PR #10637, opened 2020-08-10
Fix PyInstaller cron job/tox env

astrofrog:
This pins Matplotlib in the pyinstaller job until PyInstaller is compatible with Matplotlib 3.3

<s> ⚠️ contains temporary commit to ensure CI passes, don't merge until this is removed! ⚠️ </s> - passed!


pllim:
Thanks!

PR #10641, opened 2020-08-11
DOC: Fix linkcheck error maybe

pllim:
### Description

This pull request is an attempt to address failing linkcheck for the link to `logging`. Might as well use intersphinx. Gotta check RTD PR build first to see if it works. If not, maybe just get rid of the linking altogether.


pllim:
Update: Intersphinx worked.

◇ ◇ ◇ ◇

Work order —
Without altering a single word, transcribe the entries above.

Expected answer —
PR #10637, opened 2020-08-10
Fix PyInstaller cron job/tox env

astrofrog:
This pins Matplotlib in the pyinstaller job until PyInstaller is compatible with Matplotlib 3.3

<s> ⚠️ contains temporary commit to ensure CI passes, don't merge until this is removed! ⚠️ </s> - passed!


pllim:
Thanks!

PR #10641, opened 2020-08-11
DOC: Fix linkcheck error maybe

pllim:
### Description

This pull request is an attempt to address failing linkcheck for the link to `logging`. Might as well use intersphinx. Gotta check RTD PR build first to see if it works. If not, maybe just get rid of the linking altogether.


pllim:
Update: Intersphinx worked.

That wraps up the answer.